The present invention relates to ultrasonics and, more particularly, to the ultrasonic resonant response of components. This invention is the result of a contract with the Department of Energy (Contract No. W-7405-ENG-36).
Ultrasonics has a number of applications to the determination of various material and component characteristics. In one application, the transmission of ultrasonic waves is detected to determine the presence of internal anomalies in a component. In another application, the thickness of a component is determined from the resonant response of a portion of the component located adjacent a transmitter/receiver transducer. These applications generally require transducer access to a flat surface in proximity to a localized volume of the component to be measured. Yet another application involves modal analysis, where the acoustic resonances of a component are excited and the response amplitudes are measured to predict component failure. All these applications depend on the amplitude of a detected response, which, in turn, may depend on the temperature, the exact location of the transducer, acoustic coupling, and other variables.

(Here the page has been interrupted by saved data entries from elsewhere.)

Issue #2014, opened 2018-08-19
Look at other middleware for inspiration


rossabaker:
Let's look at other languages and see what we're missing.  Many of them are trivial, and it's a great way to make a first contribution to the project.  If you see one that you'd like, add it here.  And better yet, grab it.  We're here to help.

- [Ruby](https://github.com/rack/rack/wiki/List-of-Middleware)
- [Haskell](http://hackage.haskell.org/packages/search?terms=wai-middleware) and [more Haskell](http://hackage.haskell.org/package/wai-extra)

gstro:
Would there be interest in something like a `ResponseTimer` middleware, similar to express.js' [response-time](https://expressjs.com/en/resources/middleware/response-time.html)? Could use [cat's `Clock`](https://github.com/typelevel/cats-effect/blob/master/core/shared/src/main/scala/cats/effect/Clock.scala).

rossabaker:
Would this be different than the existing Prometheus Metrics and Dropwizard Metrics integrations?  Also see #2131, for making a common metrics implementation with library-specific interpreters.

gstro:
Oh nice! I think my intention would be another "Simple middleware" like `HeaderEcho` for basic timing info without external metrics integrations. If those metrics are sufficient, I can look into other middleware to add.

rossabaker:
You mean like a middleware that returns an `X-Response-Time` header?  I think this might be possible after #2131: instead of writing to a metrics backend, produce a header.

rossabaker:
The existing work has been on the client.  The other ticket is to do similar for the server.  Since the MetricsOps operations return `F[Unit]`, I'm not sure it would work for a response header.

rossabaker:
I'm open to it.  One thing we struggled with on the server metrics: is response time the time until the header, or time until the entire response body is created?  Both can be useful.  You'll want to make clear what's being measured.

nebtrx:
@rossabaker would you be interested in a **Http Method Overrider** middleware (kinda like the [Python's Django](https://pypi.org/project/django-method-override/))?

rossabaker:
@nebtrx Yes, that has proven useful in other languages.

nebtrx:
> @nebtrx Yes, that has proven useful in other languages.

Cool! I just pushed a PR with that purpose. Please take a look at it and let me know how it goes.

rossabaker:
We got a couple out of this.  I think it's served its purpose, but please don't hesitate to bring more useful ones.

PR #2205, opened 2018-10-25
Add simple `ResponseTiming` middleware and test

gstro:
- Uses implicit `Clock[F]` to time from headers parsed to response started
- Adds header to `Response`, named "X-Response-Time" by default

For #2014

### DIFF
--- a/server/src/main/scala/org/http4s/server/middleware/ResponseTiming.scala
+++ b/server/src/main/scala/org/http4s/server/middleware/ResponseTiming.scala
@@ -14,25 +14,26 @@ object ResponseTiming {
   /**
     * Simple middleware for adding a custom header with timing information to a response.
     *
-    * This middleware captures the time from when the request headers are parsed and supplied
-    * to the wrapped service to when the response is started. Metrics middleware, like this one,
+    * This middleware captures the time starting from when the request headers are parsed and supplied
+    * to the wrapped service and ending when the response is started. Metrics middleware, like this one,
     * work best as the outer layer to ensure work done by other middleware is also included.
     *
     * @param http [[HttpApp]] to transform
     * @param timeUnit the units of measure for this timing
     * @param headerName the name to use for the header containing the timing info
     */
-  def apply[F[_]: Sync](
+  def apply[F[_]](
       http: HttpApp[F],
       timeUnit: TimeUnit = MILLISECONDS,
       headerName: CaseInsensitiveString = CaseInsensitiveString("X-Response-Time"))(
-      implicit clock: Clock[F]): HttpApp[F] =
+      implicit F: Sync[F],
+      clock: Clock[F]): HttpApp[F] =
     Kleisli { req =>
       for {
         before <- clock.monotonic(timeUnit)
         resp <- http(req)
         after <- clock.monotonic(timeUnit)
         header = Header(headerName.value, s"${after - before}")
-      } yield resp.copy(headers = resp.headers.put(header))
+      } yield resp.putHeaders(header)
     }
 }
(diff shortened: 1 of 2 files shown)


server/src/main/scala/org/http4s/server/middleware/ResponseTiming.scala
```diff
@@ -0,0 +1,38 @@
...
+      timeUnit: TimeUnit = MILLISECONDS,
+      headerName: CaseInsensitiveString = CaseInsensitiveString("X-Response-Time"))(
+      implicit clock: Clock[F]): HttpApp[F] =
+    Kleisli { req =>
+      for {
+        before <- clock.monotonic(timeUnit)
+        resp <- http(req)
+        after <- clock.monotonic(timeUnit)
+        header = Header(headerName.value, s"${after - before}")
+      } yield resp.copy(headers = resp.headers.put(header))
```
aeons: this could be
```suggestion
      } yield resp.withHeaders(resp.headers.put(header))
```

rossabaker:
Thanks!

* This [failure](https://travis-ci.org/http4s/http4s/jobs/446019835#L3859) is #2199.
* This [failure](https://travis-ci.org/http4s/http4s/jobs/445754003#L3411) is #2192.

I'm busy with blaze and test stability, so I'm relying others to review the code.

server/src/main/scala/org/http4s/server/middleware/ResponseTiming.scala
gstro: I don't think there is a `withHeaders` available. I can do something like this:
```scala
} yield resp.putHeaders(resp.headers.put(header).toList:_*)
```
Do you think that's better?

rossabaker: Seems like an oversight to me.

server/src/main/scala/org/http4s/server/middleware/ResponseTiming.scala
```diff
@@ -0,0 +1,38 @@
...
+    *
+    * This middleware captures the time from when the request headers are parsed and supplied
+    * to the wrapped service to when the response is started. Metrics middleware, like this one,
+    * work best as the outer layer to ensure work done by other middleware is also included.
+    *
+    * @param http [[HttpApp]] to transform
+    * @param timeUnit the units of measure for this timing
+    * @param headerName the name to use for the header containing the timing info
+    */
+  def apply[F[_]: Sync](
```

Resonant ultrasound spectroscopy has been used to determine various properties of solid materials, particularly elastic constants. This application is discussed in U.S. patent application Ser. No. 406,007, now U.S. Pat. No. 4,967,148 Resonant Ultrasound Spectrometer, incorporated herein by reference. The resonant response spectrum of small parallelepiped specimens is determined for use in computing the material elastic constants.

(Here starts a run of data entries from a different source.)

PR #2207, opened 2018-10-25
Halve the number of implementations of removeDotSegments

aeons:
I noticed that we had implementations of [RFC3986's Remove Dot Segments](https://tools.ietf.org/html/rfc3986#section-5.2.4) in two places (and I think we removed another implementation already?).

I made a very quick JMH benchmark:
```
[info] Benchmark                           Mode  Cnt       Score       Error  Units
[info] ThroughputBenchmark.recursive      thrpt    3   97013.737 ±  5737.676  ops/s
[info] ThroughputBenchmark.stringBuilder  thrpt    3  183276.296 ± 23578.091  ops/s
```
And replaced the recursive implementation, with the string builder based one.

It now lives in `UriFunctions` only, which means it can be found as `Uri.removeDotSegments`.


rossabaker:
I'm assuming that the `PathNormalizerSpec` didn't add any interesting tests above and beyond what's already in [`UriSpec`](https://github.com/http4s/http4s/blob/master/tests/src/test/scala/org/http4s/UriSpec.scala#L751).

aeons:
Ah wait, maybe the property test should stay.

rossabaker:
Needs a scalafmt.  openjdk11 error is yet another instance of #2192.

PR #2210, opened 2018-10-27
Streamline instances

### LINKED ISSUE #2203: Conflicting Implicits orNotFound
This leads to conflicting implicits in combination with `implicits` and the dsl for `.orNotFound`. So we should likely pick one place to be the point of reference for that method and remove it from the other

I'm inclined to favor its removal from the dsl. And have this explicitly come in from implicits.

aeons:
Continuing on from the discussions in #2203, this PR is an exploration that does the following:

- Deprecates `Http4s`, `Http4sInstances`, and `Http4sFunctions`
- Moves instances for cats typeclasses into the corresponding classes' companion objects
- Makes `Http4sDsl` extends `UriFunctions`, `EntityEncoderInstances` and `EntityDecoderInstances` instead of `Http4s`*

It would be desirable to provide an ultrasonic inspection method that does not require flat surfaces for application of the acoustic wave, that provides reproducible results independent of the location of the transmitter/receive transducers, and is relatively insensitive to temperature, coupling, and other variables that are difficult to control. These problems are addressed by the present invention and a resonant ultrasound spectrographic technique is presented for uniquely characterizing an object.
Accordingly, it is an object of the present invention to provide a characteristic ultrasonic signature of an object that is not dependent on a particular location of ultrasonic transducers.

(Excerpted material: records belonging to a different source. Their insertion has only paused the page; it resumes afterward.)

PR #2213, opened 2018-10-29
middleware: CSRF

ahjohannessen:
- change `validate` and `checkCSRFToken` to add new tokens
   on request attributes.

 - Motivation for this is to be able to use CSRF with forms
   as well.

### DIFF
--- a/server/src/main/scala/org/http4s/server/middleware/CSRF.scala
+++ b/server/src/main/scala/org/http4s/server/middleware/CSRF.scala
@@ -2,7 +2,7 @@ package org.http4s
 package server
 package middleware
 
-import cats.{Applicative}
+import cats.Applicative
 import cats.data.{EitherT, Kleisli}
 import cats.effect.Sync
 import cats.syntax.all._
@@ -13,7 +13,7 @@ import javax.crypto.spec.SecretKeySpec
 import javax.crypto.{KeyGenerator, Mac, SecretKey}
 import org.http4s.headers.{Cookie => HCookie}
 import org.http4s.headers.{Host, Origin, Referer, `X-Forwarded-For`}
-import org.http4s.util.{CaseInsensitiveString}
+import org.http4s.util.CaseInsensitiveString
 import org.http4s.internal.{decodeHexString, encodeHexString}
 import org.http4s.Uri.Scheme
 import scala.util.control.NoStackTrace
@@ -149,22 +149,26 @@ final class CSRF[F[_], G[_]] private[middleware] (
   /** To be only used on safe methods: if the method is safe (i.e doesn't modify data)
     * and a token is present, validate and regenerate it for BREACH to be impractical
     */
-  private[middleware] def validate(r: Request[G], response: F[Response[G]])(
+  private[middleware] def validate(r: Request[G], http: Http[F, G])(
       implicit F: Sync[F]): F[Response[G]] =
     CSRF.cookieFromHeaders(r, cookieName) match {
       case Some(c) =>
         (for {
-          raw <- F.fromEither(extractRaw(c.content))
-          res <- response
+          raw      <- F.fromEither(extractRaw(c.content))
           newToken <- signToken[F](raw)
+          res      <- http.run(embedInRequestAttributes(r, newToken))
         } yield res.addCookie(createResponseCookie(newToken)))
           .recover {
             case CSRFCheckFailed => Response[G](Status.Forbidden)
           }
       case None =>
         if (createIfNotFound) {
-          response.flatMap(r => embedNewInResponseCookie(r))
-        } else response
+          generateToken[F].flatMap { t =>
+            val request = embedInRequestAttributes(r, t)
+            val cookie  = createResponseCookie(t)
+            http.run(request).map(_.addCookie(cookie))
+          }
+        } else http.run(r)
     }
 
   /** Check for CSRF validity for an unsafe action.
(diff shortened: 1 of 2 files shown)


ahjohannessen:
@rossabaker @jmcardon WDYT?

ahjohannessen:
I am not sure what I was thinking wrt. changing `checkCSRFToken`, because a form only needs the `validate` change. Will change this tomorrow

ahjohannessen:
@rossabaker Ah, now I remember. It is needed for `checkCSRFToken` in scenarios where a `POST` is invalid and a form is needed, hence a token.

server/src/main/scala/org/http4s/server/middleware/CSRF.scala
```diff
@@ -181,9 +185,9 @@ final class CSRF[F[_], G[_]] private[middleware] (
         c1 <- CSRF.cookieFromHeadersF[F, G](r, cookieName)
         raw1 <- F.fromEither(extractRaw(c1.content))
         raw2 <- F.fromEither(extractRaw(rawToken))
-        response <- if (CSRF.isEqual(raw1, raw2)) respAction
-        else F.raiseError[Response[G]](CSRFCheckFailed)
         newToken <- signToken[F](raw1) //Generate a new token to guard against BREACH.
+        response <- if (CSRF.isEqual(raw1, raw2)) http.run(embedInRequestAttributes(r, newToken))
+                    else F.raiseError[Response[G]](CSRFCheckFailed)
       } yield response.addCookie(ResponseCookie(name = cookieName, content = unlift(newToken))))
```
ahjohannessen: Is there a reason why `createResponseCookie` is not used here, but used in `private[middleware] def validate` The difference is that `createResponseCookie` sets `httpOnly` to `true`, while default apply on `ResponseCookie` sets `httpOnly` to `false`. 

`TSecCSRF` where this middleware presumable originates from uses `ResponseCookie(name = cookieName, content = unlift(newToken)))` everywhere, i.e. no restriction on `httpOnly`.

@jmcardon Could you please elaborate a bit?

ahjohannessen:
```
  def createResponseCookie(token: CSRFToken): ResponseCookie =
    ResponseCookie(name = cookieName, content = token, httpOnly = true, secure = self.secure)
```

Is the client in case of `Ajax/XHR` requests not supposed to be able to get hold of tokens, or am I misunderstanding the usage of this middleware?

ahjohannessen:
The middleware type for CSRF in http4s is
```scala
Middleware[F, Request[G], Response[G], Request[G], Response[G]]
```
whereas in `TSecCSRF` it is:
```scala
Middleware[OptionT[F, ?], Request[F], Response[F], Request[F], Response[F]]
```

Why is this so?

jmcardon:
@ahjohannessen because tsec is before `0.19` changes.

server/src/main/scala/org/http4s/server/middleware/CSRF.scala
jmcardon: re first point: I think that should also use `createResponseCookie` and you just caught a bug.

> Is the client in case of Ajax/XHR requests not supposed to be able to get hold of tokens, or am I misunderstanding something obvious?

They're not supposed to be able to get hold of tokens _in the cookie_. You have to explicitly embed the token to grab it in a route where you need to do this, but you're not supposed to arbitrarily be able to read it from the cookie as well.
The owasp page on double submit cookie pattern is pretty good about describing this.

jmcardon:
What is the goal with adding CSRF tokens to request attributes? I don't think I understand.

ahjohannessen:
@jmcardon such that they are available for hidden form fields in twirl

jmcardon:
If you're using twirl to render a form server side, you can still extract the csrf token as usual. This is what this function is for:
```
   def refreshOrCreate[M[_]](r: Request[G])(
       implicit F: Sync[M]): EitherT[M, CSRFCheckFailed, CSRFToken] =	       implicit F: Sync[M]): EitherT[M, CSRFCheckFailed, CSRFToken] =
     CSRF.cookieFromHeaders(r, cookieName) match {	     CSRF.cookieFromHeaders(r, cookieName) match {
       case Some(c) =>	       case Some(c) =>
         EitherT(F.pure(extractRaw(c.content)))	         EitherT(F.pure(extractRaw(c.content)))
           .semiflatMap(signToken[M])	           .semiflatMap(signToken[M])
       case None =>	       case None =>
         EitherT.liftF(generateToken[M])	         EitherT.liftF(generateToken[M])
     }	     }
```

server/src/main/scala/org/http4s/server/middleware/CSRF.scala
ahjohannessen: >You have to explicitly embed the token to grab it in a route where you need to do this, but you're not supposed to arbitrarily be able to read it from the cookie as well.

Can you perhaps show an example how this middleware is supposed to be used. I cannot see any set x-crsf-token header in the code

ahjohannessen:
@jmcardon Reading a bit up on this I think I have misunderstood how this works. I thought that the raw token was changed on every request, it is just validated and re-signed.

So, in case of twirl forms I can do this:

 1. On login POST route after authentication I use `embedNewInResponseCookie`.
 2. Use `refreshOrCreate` for subsequent twirl forms.

I should not need to wrap login (GET/POST) routes with csrf.validate(), because the user has to authenticate anyway. 

So an example of how I imagine how to use this is:

```scala
val csrf: CSRF[OptionT[F, ?], F] = ???
...
val asset: HttpRoutes[F] = ???
val login: HttpRoutes[F] = ???

val serv1: HttpRoutes[F] = ???
val serv2: HttpRoutes[F] = ???
val serv3: HttpRoutes[F] = ???
...
val services: HttpRoutes[F] = auth.liftService(serv1 <+> serv2 <+> serv3)
val protect: HttpRoutes[F]  = csrf.validate()(services)

val app = Router("/" → protect, "/auth" → login, "/assets" → asset).orNotFound
```

Should the user of csrf not be able to specify response cookie path, to say `/`?

ahjohannessen:
Closing this as it was based on wrong assumptions from my side.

It is another object of the present invention to provide an ultrasonic inspection method that does not require flat surfaces for the introduction and reception of an acoustic wave.
One other object is to provide an acoustic signature that is relatively insensitive to uncontrolled variables such as temperature and acoustic coupling.
Additional objects, advantages and novel features of the invention will be set forth in part in the description which follows, and in part will become apparent to those skilled in the art upon examination of the following or may be learned by practice of the invention. The objects and advantages of the invention may be realized and attained by means of the instrumentalities and combinations particularly pointed out in the appended claims.